Miniature, All-Fiber Rotation Sensor Based on Temperature Compensated Wave Plate

This letter presents a miniature, all-fiber fiber optic twist/rotation sensor. The proposed sensor consists of polarization maintaining lead-in fiber (PMF), a short section of standard (fully circularly symmetric) single-mode fiber, which is exposed to twist/axial rotation, an all-fiber quarter-wave wave plate, and a reflective layer. This sensor exploits the inability of a short-section circular symmetric single-mode fiber to change the polarization state or spatial E-field vector orientation of an optical wave when exposed to mechanical twist/rotation. Thus, the twisting of a single-mode fiber in the proposed configuration causes displacement of the lead-in PMF and wave-plate axis.
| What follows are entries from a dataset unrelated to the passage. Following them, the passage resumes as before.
PR #550, opened 2023-11-21
Add separate CSS

frank-zimmermann:
Link from opt file to new CSS containing all previous modifications from modified oxygen.css.
oxygen.css now contains standard definitions from the oxygen template.


IanMayo:
There's a conflict to solve, please @frank-zimmermann .  I guess it may be worth getting an updated `oxygen.css` and then pulling the content out again.

Note: I've a suspicion there may be one or more edits/fixes in the body of `oxygen.css` rather than in our top section. I think we then just have to compare our oxygen.css with a clean one from Oxygen. (by doing `save as template` from export scenario dialog).

frank-zimmermann:
@IanMayo, I deleted the oxygen.css file and copied the standard file from the template folder. That should solve it?!

IanMayo:
I can look tomorrow morning.

IanMayo:
Fixed in #568

PR #558, opened 2023-11-27
Resolve links when storing list of visited files

robintw:


robintw:
Fixes #556

robintw:
Added some more fixes to solve related issues I came across - basically we just make sure all file paths are fully resolved before we store them anywhere (in the 'already processed' set, in the 'shopping list' etc).

IanMayo (approved):
Works!

PR #598, opened 2023-12-04
Process quicklinks on NS country pages that have ImageLinksTables

### LINKED ISSUE #593: Also need quick links on ImageLinksTable page
Some countries start with an `ImageLinksTable` page.

We need to support QuickLinksTable collections on these pages.

~~(I'll create some mock data, and push to develop)~~ No need, `Britain1.html` has an image links table already.

robintw:
Fixes #593


IanMayo (approved):
Tested and working

Issue #613, opened 2023-12-11
Representative welcome/home page content


IanMayo:
The target content for welcome/home experience has diverged from the mock data.

Update the mock data to be more representative, then we can work on how it is presented/published.

IanMayo:
Done.

PR #615, opened 2023-12-11
613 welcome content

IanMayo:
Supports #613 

Note: this PR introduces a parsing problem.  Our `sanitize_filename` logic fails when trying to sanitize a file that sits in the root folder.


robintw:
I've added a commit here to fix the sanitise_filename issue, and also at the same time I fixed a couple of relative links in Welcome.html that didn't work now it had been moved.

IanMayo:
> I've added a commit here to fix the sanitise_filename issue, and also at the same time I fixed a couple of relative links in Welcome.html that didn't work now it had been moved.

That's perfect - thanks @robintw

PR #620, opened 2023-12-13
Don't put converted files in a 'regions' folder any more

### LINKED ISSUE #618: Need `welcome.dita` to sit at root level
If we imagine the published document being distributed via CD, users will open it, and be directed to open a particular file.

The _standard_ first document to open is `index.html`.  But, the DITA publishing engine will always output the `ditamap` home page to index.html, so that filename is already taken.

In this case, we don't want users to start with the conventional index.html home page, we wish to:
1. open a welcome page that (very) clearly indicates what the document is, the organisation that produced it, and the specific version number
2. then open a warning page that reminds them how the sensitive contents are to be handled, and what to do if they accidentally come across this CD
3. from here it's ok to dive into the content. The _traditional_ way is to go into the `regions` map page, but I'm pretty sure the new way will be to type something into the search box.

To support the abive we're going to direct the users to open `welcome.html` - which will open a cover page.

There is just one issue with the above.  Even though the `welcome.html` source file sits in the root of the `data` folder, it ends up in `regions` folder.

I was thinking we needed some custom processing to not put `welcome.html` into `regions` - but that could make some links difficult.  

On reflection, I think it's right to cancel the introduction of the `regions` folder.  It's a throw-back to when I was trying to intelligently process all data, and it was possible to segregate the content.  Now that we are just walking the tree of content I don't think we should put our generated `.dita` content into `regions` - we should just keep it all at the root level.

This would have the side-effect of leaving `welcome.dita` (and thus `welcome.html`) at the root level.

robintw:
Just put them in the main target/dita folder. Fixes #618

### DIFF
--- a/data/index.ditamap
+++ b/data/index.ditamap
@@ -3,22 +3,22 @@
 <map>
     <title>Field Manual v4 Feb 2022</title>
     <topicmeta/>
-    <topicref href="./regions/PlatformData/PD_1.dita" format="dita">
+    <topicref href="./PlatformData/PD_1.dita" format="dita">
         <topicmeta/>
     </topicref>
-    <topicref href="./regions/Britain_Cmplx/unit_anchors.dita" format="dita"> 
+    <topicref href="./Britain_Cmplx/unit_anchors.dita" format="dita"> 
         <topicmeta/>
     </topicref> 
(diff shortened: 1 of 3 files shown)


IanMayo (approved):
Working perfectly :-D

PR #622, opened 2023-12-13
Expand processing code to append captions to image divs if they are present

### LINKED ISSUE #594: Missing picture labels
A number of the `_pics` files contain text labels.  These captions explain what is in the image, for example - it's a screenshot of a system running at 200rpm on a very cold day.  This significant context explains how the image is to be interpreted.

They are floating beneath the image.  These top level divs tend to have an id beginning with `ClickOnThePic`, `ClickOnThePic2`, etc.  In the example I just looked at, the `top` of the `ClickOnThePic` was at 415, and the `top` of the image div was at 5px.  We appear to be correctly pulling in the `image` divs - we just need to associate them with the `ClickOnThePic` with a `top` immediately afterwards - and insert the div contents as text following the `img` in the div.

There are also lots of blocks saying "Click the picture to return to the previous page".  We aren't processing these, since modern users know how to use the browser `Back` button.

But, these text labels aren't going over - and the content checker is finding these instances.

Reproduce the pattern, and come up with a way of handling them.

Sample content in #601

robintw:
Fixes #594

### DIFF
--- a/parser/lman_parser.py
+++ b/parser/lman_parser.py
@@ -32,6 +32,8 @@ from parser_utils import (
     is_button_id,
     is_skippable_div_id,
     does_image_links_table_exist,
+    get_top_value_for_page,
+    append_caption_if_needed,
 )
 
 FIRST_PAGE_LAYER_MARKER = "##### First Page Layer"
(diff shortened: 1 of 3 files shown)


IanMayo (approved):
Tested and working

PR #623, opened 2023-12-13
Process any subsequent content to the main table in category pages

### LINKED ISSUE #600: Trailing content after category table
At least one category table has several paragraphs of trailing content (in the same parent div).

There isn't another obvious page where I could manually move this content to.

We should parse it, and include it after our converted category table.

robintw:
Fixes #600.

### DIFF
--- a/parser/lman_parser.py
+++ b/parser/lman_parser.py
@@ -487,6 +487,10 @@ class Parser:
 
         dita_section.append(dita_emptytitle)
         dita_section.append(dita_table)
+
+        for el in parent_table.next_siblings:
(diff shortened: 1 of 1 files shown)


parser/lman_parser.py
```diff
@@ -487,6 +487,10 @@ def process_category_pages(
 
         dita_section.append(dita_emptytitle)
         dita_section.append(dita_table)
+
```
IanMayo, line 490: Clever bit of code there @robintw . Nicely done :-)

IanMayo (approved):

Issue #619, opened 2023-12-13
Don't centre .xref .b links


IanMayo:
We have styling that centres bold hyperlinks.

It's causing lots of problems.

The style was introduced to centre the labels for `imageTableLinks` labels.

Instead - give imagetables an `outputclass` (hopefully in python), and just apply the block/centre formatting to links under that class.

IanMayo:
@IanMayo to provide specific formatting for `.xref .b` elements that sit under `ImageLinksTable`

PR #624, opened 2023-12-13
Add output class for ImageLinksTable.

robintw:
The output published HTML now has a table element that looks like this:

```
<table class="table ImageLinksTable">
```

Is this what you were hoping for with #619?


IanMayo (approved):
That's perfect, thanks @robintw

PR #637, opened 2024-01-15
Move floating elements (such as tables and images) to the correct chunk of empty space in the page

### LINKED ISSUE #636: Image/Tables floating in whitespace
The first pattern is a simple one.  (_Update: oops, not it isn't_).

An image is "floated above" the content in a div or span.  But, in the html the image is defined at the correct logical location, followed by a block of whitespan.

We should identify this as follows:
- find a floating div/span at the start of some whitespace
- remove the floating parent element
- delete the successive whitespace

Hmm, actually I don't think the above is a satisfactory solution.  There's a fair chance that image is actually positioned somewhere else on the page, over a different block of whitespace.

So, sadly, I think we have to handle the generic instance:
1. find all floating divs/spans (where they are not blacklisted either by the div name or image filename)
2. walk back up parent tree to generate `top` coord in the whole-page coord space
3. order floating div/span contents by `top`
4. create list of whitespace blocks within page elements of the the file
5. create list of top level elements that contain whitespace, generate the `top` for these parent elements
6. for each top level elements, find images with `top` value >= that element `top`, but < the next element `top`
7. sequentially insert grouped images/tables into whitespace for top level blocks, ensuring the calculated `top` of the image is greater than or equal to the `top` of the closest absolute-positioned parent of the whitespace. 

Note: once images have been inserted into whitespace, other blocks of whitespace should be removed.

A common pattern for the above is demonstrated below.  Note how issue 7 above ensures this image is associated with this whitespace. The coords of the whitespace parent (`1516px + 0px`) is `<=` the calculated top of the image (`1516px` + `0px` + `73px`)
https://github.com/DeepBlueCLtd/LegacyMan/blob/9a5790474ba5493d1253397123211213010c8904/data/Britain_Cmplx/unit_a28.html#L302

Oops, I've got to take this back. We do _almost_ handle the above correctly.  We remove the `floating` parent of the image, and put it inline.  In the above case, the image is left in the correct place, and we just have the trailing whitespace to remove.

Will carry on looking for instances tomorrow (Tues) that do require positioning to be fixed.  I do know there are lots of them - there's a pattern where the images are all declared right at the end of the file.

Aah, actually - the above pattern (image is floated, but inserted into content at the correct logical place) does represent a high proportion of the issues.  We have code to `remove floating parent` for images.  _Maybe_ we modify that to check it's roughly in the correct place (a low `top` coord: under 800px seems to work so far) - and if that's the case we just remove any trailing whitespace.  If we defer `warn-blank-lines` until after the above processing is complete, we should have a lot fewer instances to track.  File `unit_a28` does represent a valid case for the above.

Ok, `France1\FR_A27_Unit.html` includes a floating table and an image, where the image is (slightly) in the wrong place.  Also `Britain_Complex\unit_28.html` includes an image that is in the correct place.  Oh, and there is a floating propulsion table in `Britain.Legacy/unit_delta(13).html`

robintw:
Currently in-progress and uploaded for testing.

Fixes #636.


IanMayo:
Have introduced model pattern of data that gives this error when run from `run_defloat_conversion.ppy`:
> no suitable floating elements for blank space at line 418 of data/Fr_Legacy/FR_100_unit_charlie.html

IanMayo:
Note: I get this pattern hundreds of times:
```
Warning: no suitable floating elements for blank space at line 123 of /Users/ianmayo/git/LegacyMan/data/Spain.Legacy/sp_charlie_pics.html
Warning: no suitable floating elements for blank space at line 201 of /Users/ianmayo/git/LegacyMan/data/Spain.Legacy/sp_charlie_pics.html
Warning: no suitable floating elements for blank space at line 217 of /Users/ianmayo/git/LegacyMan/data/Spain.Legacy/sp_charlie_pics.html
Warning: no suitable floating elements for blank space at line 233 of /Users/ianmayo/git/LegacyMan/data/Spain.Legacy/sp_charlie_pics.html
```

It's for pages of images, and a lot of the content sits inside a top level `PicLayer` element.  The `SP_Charlie_Pics.dita` and the HTML file generated from it are both valid.  So,  I guess our subsequent logic handles it correctly, but it would seem to be useful if the defloat logic handled it correctly, since that may help in other places.

IanMayo:
One last item:
>  [gen-list] file:/Users/ianmayo/git/LegacyMan/target/dita/Spain.Legacy/Bravo_Transducer.dita Line 119:The content of element type "ph" must match "(boolean|cite|keyword|markupname|apiname|option|parmname|cmdname|msgnum|varname|wintitle|numcharref|parameterentity|textentity|xmlatt|xmlelement|xmlnsname|xmlpi|ph|b|i|line-through|overline|sup|sub|tt|u|codeph|synph|filepath|msgph|systemoutput|userinput|menucascade|uicontrol|equation-inline|q|term|abbreviated-form|text|tm|xref|state|data|sort-as|data-about|foreign|svg-container|mathml|unknown|image|draft-comment|fn|indextermref|indexterm|required-cleanup)".

This is related to our extra div elements. The parent one is converted to a `ph`, but a `ph` cannot contain a `p` as in this generated DITA code:
image

I _expect_ our `fix extra divs/spans` will resolve this.

robintw:
Is this issue in your first comment (`Have introduced model pattern of data that gives this error when run from`) the same as the issue in the second comment (`Note: I get this pattern hundreds of times:`)?

The second one occurs because of the way the pics files are written: everything is within a `picLayer`, and so every bit of repeated blank space is counted as one that we might want to fill (as they're inside a div not just inside the base body tag). Should I stop reporting those errors when they appear within a picLayer div? The same logic is probably producing useful warnings for non-picture files.

IanMayo:
> Is this issue in your first comment (Have introduced model pattern of data that gives this error when run from) the same as the issue in the second comment (Note: I get this pattern hundreds of times:)?

No, they are separate observations.  The [new](https://github.com/DeepBlueCLtd/LegacyMan/pull/637/commits/0f7e6cdc5c6effd5f3d843b24f5ed54a65c1e27b) instance of mock data throws a single `no suitable floating element` error.   But, it's a different pattern that throws the multiple `no suitable floating elements` for one file issue.  I think they happen in the `picLayer` content pattern.

Would it be possible for our code to handle the pattern where lots of content is in a top level `picLayer` element? There are lots of files that match that pattern, and it would be reassuring to know we're handling it via deliberate `defloat` logic.  Aaah no.  _Maybe_ our existing functionality is acceptable - where we match floating image elements with the `number2` HTML anchor they relate to (according to the shopping list) .  If that's the case - then we shouldn't raise a `no floating element` warning for those files.  I'm pretty sure we successfully remove the whitespace from those files too (since it's between PageLayer elements, not inside them.

robintw:
I've pushed quite a few updates this evening - sorry for my lack of work on this over the last week (other work got quite busy).

I think I've fixed the issues you raised here with the new example, and stopped reporting errors for pics files. I then spent quite a while battling BeautifulSoup while dealing with unit_banjo.html. I think I've solved it now, but it isn't solved in a very nice way.

So, I have a question:

At line 908 of `data/Wales_Cmplx/unit_banjo.html` there is a `BottomLayer3`, which doesn't have a `PageLayer` child. Instead, there is a `layer1` child. How common is it for pages to _not_ be in a PageLayer child? And if there isn't a PageLayer child, is it always called something like `layer1`?

The problem we're running into here (which I sort of described in a comment by the yucky code, but not very well) is that initially we weren't finding the table in that BottomLayer as a floating element, as it wasn't in a PageLayer. But, once we changed our logic to deal with floating elements that aren't inside PageLayers, we picked up this `layer1` as the floating element that we need to place. Unfortunately the blank elements that we want to replace with the floating element are _inside_ that floating element - so we end up with circular references and chaos ensues. The yucky code currently searches for these circular references and tries to remove them - which seems to work, but is probably quite slow (particularly when run on the real data). If we could just ignore things like `layer1` inside a BottomLayer then that'd be a lot easier (by ignore here, I mean not return `layer1` as a potential floating element to be moved, but just any children of `layer1` that are floating elements).

I hope that vaguely makes sense, it's late and I'm tired.

Let me know what you think.

IanMayo (approved):
Tested and working.  Merging early, to test against target content.

IanMayo:
> At line 908 of data/Wales_Cmplx/unit_banjo.html there is a BottomLayer3, which doesn't have a PageLayer child. Instead, there is a layer1 child. How common is it for pages to not be in a PageLayer child? And if there isn't a PageLayer child, is it always called something like layer1?

Now I've gone to inspect that file in the real content, I see I rename `layer` to `PageLayer3`, since it was holding me back.  I'll look out for any other instances of this pattern.

PR #647, opened 2024-02-09
Extract title from regions page and use as DITA title

### LINKED ISSUE #644: Use correct region title in Region files
`Europe.html` is an example of a `region` file - it lists the countries that appear in that region.

Our current processing is to give each of these a title which says `Regions`, and the convert the rest of the page.

Each region file actually has the region title in a `h1` element.  This would make a better `title` element.

We could support this as follows:
- introduce a flag to `htmlToDITA` which instructs it to strip out `h1` elements
- in `process_sub_region`, find the first `h1` in the file, and use this as the title.  Instruct `htmlToDITA` to remove h1 elements in this case.

robintw:
Fixes #644.

### DIFF
--- a/data/PlatformData/Europe.html
+++ b/data/PlatformData/Europe.html
@@ -5,7 +5,7 @@
 <div style="position: absolute; visibility: visible; left: 164px; top: 226px; width: 455px">
   <table width="111%" height="189" border="1">
     <tr>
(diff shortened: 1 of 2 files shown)


IanMayo (dismissed):
Nicely done, and a lot simpler than my proposed strategy 🤣

IanMayo (approved):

This enables encoding of the twist angle into a power ratio of the lead-in PMF linearly polarized modes that is propagated in a backward direction by the application of a wave plate, which can be straightforwardly measured by a simple interrogation system. The proposed design allows for compact sensor design with sensors´ active lengths below 5 mm. The unambiguous angular measurement range of the proposed sensor is ±45°. An angular resolution better than 0.03° was demonstrated, while the temperature sensitivity proved to be <;0.011 °/C. To achieve low-temperature sensitivity of the sensing system, a combination of different PMFs was used to eliminate the temperature sensitivity of the PMF-based wave plate, which is the main source of temperature-induced errors in the presented setup.